> [Records to use]:
PR #7666, opened 2022-09-03
Refine the focus window as we receive points

jcmorrow:
I'm not sure how this particular feature never got in. I remember
thinking last time I was working on focus stuff that we should do it,
but I guess I never actually got around to doing it. The idea is
relatively simple:

Sometimes the user asks for a focus region in which our known timeline
is sparse. We do our best to get them an accurate window, but it's tough
because points are few and far between. But there is *good* news there,
which is that we can't display anything incorrectly, because we don't
know about anything in the sparse ranges (that's why they are sparse).

But, then the trouble starts. The user has chosen a window, and they
start doing things like settings breakpoints. We are filling in our
sparse timeline! But sometimes those points actually fall *between* the
displayed end of the focus region and real end of the window for which
we are currently making requests. When this happens, you get
funny-looking results, like analysis points hanging out in regions that
look unloaded. The solution is actually relatively simple. When we are
focused and we discover new points, we check to see if any of those
points could be used to make a more refined focus window. If so, we just
update our focus window. No additional interactions with the backend are
required, and if we have a really dense analysis, that's fine, because
it just means we will get even *more* accurate information about the
point <-> time relationship in that region.

### DIFF
--- a/packages/protocol/analysisManager.ts
+++ b/packages/protocol/analysisManager.ts
@@ -1,3 +1,4 @@
+import { preCacheExecutionPointForTime } from "bvaughn-architecture-demo/src/suspense/PointsCache";
 import {
   addEventHandlerEntryPointsParameters,
   addFunctionEntryPointsParameters,
@@ -10,6 +11,7 @@ import {
   ExecutionPoint,
   PointDescription,
   PointRange,
+  TimeStampedPoint,
 } from "@replayio/protocol";
 import { addEventListener } from "protocol/socket";
 import { ThreadFront } from "protocol/thread";
@@ -85,6 +87,11 @@ export interface AnalysisHandler<T> {
 
 // When running analyses in batches, limit on the points to use in each batch.
 const MaxPointsPerBatch = MAX_POINTS_FOR_FULL_ANALYSIS;
+
+let onPointsReceived: (points: TimeStampedPoint[]) => void;
+export function setPointsReceivedCallback(callback: typeof onPointsReceived): void {
+  onPointsReceived = callback;
+}
 
 class AnalysisManager {
   private handlers = new Map<AnalysisId, AnalysisHandler<any>>();
@@ -208,9 +215,17 @@ class AnalysisManager {
   };
 
   private readonly onAnalysisPoints = ({ analysisId, points }: analysisPoints) => {
+    if (typeof onPointsReceived === "function") {
+      onPointsReceived(points);
+    }
     const handler = this.handlers.get(analysisId);
+    points.forEach(point => {
+      preCacheExecutionPointForTime(point);
+      if (handler != null && typeof handler.onAnalysisPoints === "function") {
+        ThreadFront.updateMappedLocation(point.frame);
+      }
+    });
     if (handler != null && typeof handler.onAnalysisPoints === "function") {
-      points.forEach(point => ThreadFront.updateMappedLocation(point.frame));
       handler.onAnalysisPoints(points);
     }
   };
--- a/src/ui/actions/timeline.ts
+++ b/src/ui/actions/timeline.ts
@@ -34,7 +34,7 @@ import {
   getZoomRegion,
   getShowFocusModeControls,
   setPlaybackPrecachedTime,
-  pointsReceived,
+  pointsReceivedThunk,
 } from "ui/reducers/timeline";
 import { FocusRegion, HoveredItem } from "ui/state/timeline";
 import {
@@ -100,7 +100,7 @@ export async function setupTimeline(store: UIStore) {
 export function jumpToInitialPausePoint(): UIThunkAction {
   return async (dispatch, getState, { ThreadFront, replayClient }) => {
     const endpoint = await replayClient.getSessionEndpoint(replayClient.getSessionId()!);
-    dispatch(pointsReceived([endpoint]));
+    dispatch(pointsReceivedThunk([endpoint]));
     let { point, time } = endpoint;
 
     const state = getState();
@@ -198,7 +198,7 @@ export function setTimelineToTime(time: number | null, updateGraphics = true): U
   };
 }
 
-function updatePausePointParams({
+export function updatePausePointParams({
   point,
   time,
   hasFrames,
@@ -234,6 +234,7 @@ export function seek(
       ThreadFront.timeWarpToPause(pause);
     } else {
       const regions = getLoadedRegions(getState());
+      const focusRegion = getFocusRegion(getState());
       const isTimeInLoadedRegion = regions !== null && isTimeInRegions(time, regions.loaded);
       if (isTimeInLoadedRegion) {
         ThreadFront.timeWarp(point, time, hasFrames);
@@ -242,6 +243,7 @@ export function seek(
         // In this case the best we can do is update the current time and the "video" frame.
         dispatch(setTimelineState({ currentTime: time }));
         dispatch(setTimelineToTime(time, true));
+        updatePausePointParams({ point, time, hasFrames, focusRegion });
       }
     }
     return true;
--- a/src/ui/reducers/timeline.ts
+++ b/src/ui/reducers/timeline.ts
@@ -1,14 +1,14 @@
 import { TimeStampedPoint } from "@replayio/protocol";
 import { createSlice, PayloadAction } from "@reduxjs/toolkit";
 import { UIState } from "ui/state";
-import { FocusRegion, HoveredItem, TimelineState, ZoomRegion } from "ui/state/timeline";
 import {
   displayedEndForFocusRegion,
   displayedBeginForFocusRegion,
   mergeSortedPointLists,
 } from "ui/utils/timeline";
+import { FocusRegion, HoveredItem, TimelineState, UnsafeFocusRegion } from "ui/state/timeline";
 import sortBy from "lodash/sortBy";
-import maxBy from "lodash/maxBy";
+import { UIThunkAction } from "ui/actions";
 
 function initialTimelineState(): TimelineState {
   return {
@@ -71,6 +71,12 @@ const timelineSlice = createSlice({
   },
 });
 
+// If abs(A - B) > EPSILON, then A and B are considered different.
+// If abs(A - B) < EPSILON, then A and B are considered equal.
+const EPSILON = 0.0001;
+// returns true is A is less than B, and the difference is greater than EPSILON
+const lessThan = (a: number, b: number) => b - a > EPSILON;
+
 export const {
   allPaintsReceived,
   setHoveredItem,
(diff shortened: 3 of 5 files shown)


src/ui/actions/timeline.ts
```diff
@@ -125,7 +126,9 @@ export function jumpToInitialPausePoint(): UIThunkAction {
       hasFrames = initialPausePoint.hasFrames;
       time = initialPausePoint.time;
     }
-    ThreadFront.timeWarp(point, time, hasFrames);
+    if (isPointInLoadingRegion(state, point)) {
```
jasonLaster, line 129: what's this if statement doing?

src/ui/reducers/timeline.ts
```diff
@@ -84,6 +91,32 @@ export const {
...
+export const pointsReceivedThunk = (points: TimeStampedPoint[]): UIThunkAction => {
+  return (dispatch, getState) => {
+    const state = getState() as UIState;
+    dispatch(pointsReceived(points));
+    const focusRegion = getFocusRegion(state) as UnsafeFocusRegion | null;
+    if (!focusRegion) {
+      return;
+    }
+    const betterFocusStart = points.find(
+      p => BigInt(p.point) > BigInt(focusRegion.begin.point) && p.time < focusRegion.beginTime
```
jasonLaster, line 103: this violates the monotonic nature of points and time which is super weird

jasonLaster (approved):

src/ui/reducers/timeline.ts
bvaughn: I...think...this should be...
```js
p => BigInt(p.point) < BigInt(focusRegion.begin.point) && p.time >= focusRegion.beginTime
```

src/ui/reducers/timeline.ts
```diff
@@ -84,6 +91,32 @@ export const {
...
+    );
+    const betterFocusEnd = points.find(
+      p => BigInt(p.point) < BigInt(focusRegion.end.point) && p.time > focusRegion.endTime
```
bvaughn, line 106: This also seems weird.

jcmorrow:
I think it's very reasonable that there is confusion around what this code does, so I'll take this as a good prompt to draw some pictures!

jcmorrow:
This might be a terrible explanation, and if so I am sorry 😆 
Random Drawings

src/ui/actions/timeline.ts
jcmorrow: If we are not actually loading the point that this would take us to, we should not try and time warp there, it will just cause a protocol error. If the URL also contained a focus window, then the point will be inside the range and we'll be all good 👍

jcmorrow: This is a little unrelated to the focus window stuff, but I spotted it and figured while I was in here I would be a little more defensive about pause creation.

src/ui/reducers/timeline.ts
bvaughn: Prior to seeing @jcmorrow's diagram, I thought this code was looking to _expand_ the focus region slightly– to include points that are within the user-defined _time_ but outside of the previous points boundaries we knew about.

I now understand this code to be looking to narrow down the points of the focus window itself so that it more tightly fits the user's specified time– so the logic check makes sense  (although it could use an inline comment about its purpose I think).

That being said, should we also add code for the case I mentioned above? Let's say the user selected a range of 500-1,000 ms, and we _had_ a local execution point for 500 ms– but later we happened to get another _earlier point_ that was also at 500ms. I guess this wouldn't happen in this reducer, since we scoped our analysis by the later cutoff point? (This stuff feels confusion-prone, given that we operate with execution points while presenting _time_.)

bvaughn (approved):
Approved but please add some kind of inline comment to the focus region refinement code.

src/ui/reducers/timeline.ts
jcmorrow: @bvaughn I am not sure I understand the second part? Like, if the user has said they want to load starting at millisecond 550.5 and our nearest point is 550.1, but we find a new point at 550.4... then we should use it? The window can get arbitrarily small, but as long as the relationship between point and time is a monotonic function the logic is always correct.

jcmorrow: I suppose there could be some kind of floating point imprecision at some level of arbitrary representation, but if we are in that far, then I don't think changing the focus window should matter? The one exception to this might be if the user has specified a *point* they want to use, and because of a combination of the refinement logic + floating point imprecision we move their point. In general, we should probably have a "the user asked for this point" flag, so that we don't do these gymnastics.

bvaughn: > Like, if the user has said they want to load starting at millisecond 550.5 and our nearest point is 550.1, but we find a new point at 550.4

No. Different ms values would be handled by the client already, since we have guards to make sure the range is _at least as big as_ the one you defined.

I'm asking about ... imprecision of time stamps. I guess it's not super common, but multiple calls to get system time can return the same value– even though those calls have different execution points. I'm asking about _that_ case.

jcmorrow: I've added an epsilon for this case.

bvaughn:
@jcmorrow I have to run soon for my brother's birthday dinner, but I'm happy to help here. Want to maybe pair on this tomorrow morning?

jcmorrow:
Yeah that sounds good!

bvaughn:
Great! Want to toss something on the calendar?

I tried adding something tomorrow but your first available time didn't appear to be until 6pm which is a bit later than I hope to be working since it's the last day I'll be in VA with family before heading back.

jcmorrow:
OK, I think this is ready for one more look @bvaughn! (I don't know why lint is failing though)

bvaughn:
> I don't know why lint is failing though

I think #7721 was merged with a TSC failure. I wonder if that could be related (since Trunk/Lint are now using TS lint rules too.)

packages/protocol/analysisManager.ts
```diff
@@ -1,3 +1,4 @@
+import { preCacheExecutionPointForTime } from "@bvaughn/src/suspense/PointsCache";
```
bvaughn, line 1: I don't know if this package knows what `@bvaughn` is. This import should be:
```suggestion
import { preCacheExecutionPointForTime } from "bvaughn-architecture-demo/src/suspense/PointsCache";
```

src/ui/reducers/timeline.ts
```diff
@@ -71,6 +71,8 @@ const timelineSlice = createSlice({
   },
 });
 
+const EPSILON = 0.0001;
```
bvaughn, line 74: What is this?

I don't think this word has a standalone meaning that provides enough context into what it is.

src/ui/reducers/timeline.ts
bvaughn: TBH I don't understand how that fixes this.

src/ui/reducers/timeline.ts
```diff
@@ -82,6 +84,46 @@ export const {
...
+      return;
+    }
+    // If we have just received points that we did not know about, those points
+    // might represent a better fit for the user-requested focus window than
+    // whatever points we were using before. If so, we will narrow the focus
+    // region down farther to the best-found points. However, in the case that
+    // we might be mucking about with time beyond the precision of floating
+    // point numbers, we should just chill, we are close enough to the user
+    // specified boundary (hence the epsilon check).
+    // See https://github.com/replayio/devtools/pull/7666 for more info.
```
bvaughn, line 102: Why? Is it not true that we might filter out logs/events/network requests that are technically within the time range the user selected just because they're really close to a point we already knew about. I don't understand why this threshold is a good thing.

bvaughn (approved):
TBH I don't understand the epsilon thing. Maybe it's a good idea and I'm missing something but it seems like the potential edge case I raised still exists and I don't see how the epsilon helps (or why it's even related conceptually TBH).

Stamping approve because I generally think this PR is a good thing, just not sure about that part.

src/ui/reducers/timeline.ts
markerikson: Could maybe rename this to be a bit clearer, but "Epsilon" is a standard term for "amount of tolerance when comparing floats":

- https://en.wikipedia.org/wiki/Machine_epsilon

jcmorrow: Yeah, that's the meaning I was using, but you're right, it's not obvious to people who have not done floating point stuff much.

src/ui/reducers/timeline.ts
jcmorrow: > I'm asking about ... imprecision of time stamps. I guess it's not super common, but multiple calls to get system time can return the same value– even though those calls have different execution points. I'm asking about that case.

If I ask for the system time and I get back `1,000` and then in a few nanoseconds I ask again and I get `1,000` again, then it seems fine to include both of those points in any window that includes either of them? We are trying to fit sub-millisecond precision to a draggable UI, which even on a short replay probably can't be any more precise than a couple of milliseconds, so I don't see what the harm is in choosing the "wrong" nanosecond point to bound that imprecise window by? Besides, this is the case where not only did that weird thing with the system clock happen, but also that was the *exact* time we registered the mouse as picking when dragging around the focus window. Maybe I'm missing some further scenario?

jcmorrow: But to explain the epsilon thinking further, consider this scenario (I'll annotate points as `ms:point` for brevity:

1. The user indicates with their mouse that they want their window to end at `100.5`.
2. We don't have a point at `100.5`, but we have one at `110.1:123`, so we use that as our point.
3. The user runs an analysis and we end up finding a new point at `101.099:120`. I think we all agree that we should use that point as our new endpoint.
4. The user runs a further analysis, and we find a new point at `100.500099:117`. What do we do? Well, that number is A) a better fit for the window and B) significantly different from our current choice. Therefore, we should use that as our new fit. We are now within epsilon of the requested window.
5. Another points comes in, this time at `100.500095:118`. Now, notice, our `point` part actually went *up*, even though our time value is still technically better. Now we might end up *expanding* the focus window, and later, if another of these cases happens, we could end up shrinking it further again, causing something a little like z-fighting in graphics (https://en.wikipedia.org/wiki/Z-fighting). If we calculate the amount that our new window would be better by we get  `100.500099 - 100.500095`, or `0.000003999999989900971`. That value is smaller than epsilon. We can not really any longer say whether something is a better fit, because we're so close that we are approaching floating point precision (not really, actually, I think we're still several orders of magnitude off, but we are *definitely* approaching the limits of how precise a human hand can drag a mouse, and anyhow we definitely *could* reach the limits to floating point precision, so we might as well call it here rather than at `0.000001`).

Another way to think of epsilon is "What if we multiplied the number by `1/epsilon` and then `Math.floor`ed it so we could just compute in integers?".

Anyways, it sounds like the case that you are thinking of (the system clock gives the same time number for multiple points) would be fine to just leave both points in the window, and this would also accomplish that.

src/ui/reducers/timeline.ts
```diff
@@ -71,7 +71,10 @@ const timelineSlice = createSlice({
   },
 });
 
+// If abs(A - B) > EPSILON, then A and B are considered different.
+// If abs(A - B) < EPSILON, then A and B are considered equal.
 const EPSILON = 0.0001;
+const lessThan = (a: number, b: number) => b - a > EPSILON;
```
bvaughn, line 77: I feel kind of stupid but why is this named "less than" ? isn't it actually checking if the delta is greater than ?

bvaughn (approved):

src/ui/reducers/timeline.ts
bvaughn: I'm still kind of not understanding TBH

src/ui/reducers/timeline.ts
jcmorrow: It's checking if A is less than B, taking epsilon into account. So it will also return false if B is greater than A but the difference is larger than epsilon.

jcmorrow: would it be better to name it like `definitelyLessThan`?

bvaughn: I think the thing that confused me is that it's checking if the delta between a and b is greater than a minimal threshold.

I don't care. It doesn't matter. I was just confused by the name.

The thing I care about is the question above.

> [What the task requires]:
Find how many of the lines above have the word "tomorrow" in them. State only that number.

> [Answer below]:
2